PR #876, opened 2018-09-26
Upgrade `babel-plugin-emotion` to Babel 7

Spy-Seth:
**What**: Upgrade `babel-core` to use `@babel/core` v7

**Why**:

To avoid multiple version of installer when using the plugin. This kind of disagrement:

```
Requires Babel "^7.0.0-0", but was loaded with "6.26.3". If you are sure you have a compatible version of @babel/core, it is likely that something in your build process is loading the wrong version. Inspect the stack trace of this error to look for the first entry that doesn't mention "@babel/core" or "babel-core" to see what is calling Babel.
```

This lead to a lot of change in the snapshot: mainly some formatting that change. There is also some generated that change (in the `styled.test.js.snap` file for exemple). 
It seems to be a change of hash algorithm: each hashs are changed everywhere 

**Checklist**:

- [ ] Documentation
- [x] Tests
- [ ] Code complete

### DIFF
--- a/packages/babel-plugin-emotion/package.json
+++ b/packages/babel-plugin-emotion/package.json
@@ -14,7 +14,7 @@
     "@emotion/hash": "^0.6.2",
     "@emotion/memoize": "^0.6.1",
     "@emotion/stylis": "^0.7.0",
-    "babel-core": "^6.26.3",
+    "@babel/core": "^7.0.0",
     "babel-plugin-macros": "^2.0.0",
     "babel-plugin-syntax-jsx": "^6.18.0",
     "convert-source-map": "^1.5.0",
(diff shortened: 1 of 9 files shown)


Spy-Seth:
I'm not sure I understand the error on CI right now. Could someone point me in the good direction?

packages/babel-plugin-emotion/package.json
```diff
@@ -14,7 +14,7 @@
     "@emotion/hash": "^0.6.2",
     "@emotion/memoize": "^0.6.1",
     "@emotion/stylis": "^0.7.0",
-    "babel-core": "^6.26.3",
```
mitchellhamilton: Could you move this to `devDependencies` (with the babel 6 version) and remove all the other changes? We use babel 6 so we can test against it.

mitchellhamilton:
Thanks for the PR, I wanted to get this fixed and released before we have v10 in master so I just fixed this by moving babel-core to devDeps in master.

Spy-Seth:
Thanks for taking care of it! I was occupied on other things these day ^^'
┄┄┄┄┄┄
## What the exercise asks
When you answer, set down the entries above precisely as they read.

## Answer below
PR #876, opened 2018-09-26
Upgrade `babel-plugin-emotion` to Babel 7

Spy-Seth:
**What**: Upgrade `babel-core` to use `@babel/core` v7

**Why**:

To avoid multiple version of installer when using the plugin. This kind of disagrement:

```
Requires Babel "^7.0.0-0", but was loaded with "6.26.3". If you are sure you have a compatible version of @babel/core, it is likely that something in your build process is loading the wrong version. Inspect the stack trace of this error to look for the first entry that doesn't mention "@babel/core" or "babel-core" to see what is calling Babel.
```

This lead to a lot of change in the snapshot: mainly some formatting that change. There is also some generated that change (in the `styled.test.js.snap` file for exemple). 
It seems to be a change of hash algorithm: each hashs are changed everywhere 

**Checklist**:

- [ ] Documentation
- [x] Tests
- [ ] Code complete

### DIFF
--- a/packages/babel-plugin-emotion/package.json
+++ b/packages/babel-plugin-emotion/package.json
@@ -14,7 +14,7 @@
     "@emotion/hash": "^0.6.2",
     "@emotion/memoize": "^0.6.1",
     "@emotion/stylis": "^0.7.0",
-    "babel-core": "^6.26.3",
+    "@babel/core": "^7.0.0",
     "babel-plugin-macros": "^2.0.0",
     "babel-plugin-syntax-jsx": "^6.18.0",
     "convert-source-map": "^1.5.0",
(diff shortened: 1 of 9 files shown)


Spy-Seth:
I'm not sure I understand the error on CI right now. Could someone point me in the good direction?

packages/babel-plugin-emotion/package.json
```diff
@@ -14,7 +14,7 @@
     "@emotion/hash": "^0.6.2",
     "@emotion/memoize": "^0.6.1",
     "@emotion/stylis": "^0.7.0",
-    "babel-core": "^6.26.3",
```
mitchellhamilton: Could you move this to `devDependencies` (with the babel 6 version) and remove all the other changes? We use babel 6 so we can test against it.

mitchellhamilton:
Thanks for the PR, I wanted to get this fixed and released before we have v10 in master so I just fixed this by moving babel-core to devDeps in master.

Spy-Seth:
Thanks for taking care of it! I was occupied on other things these day ^^'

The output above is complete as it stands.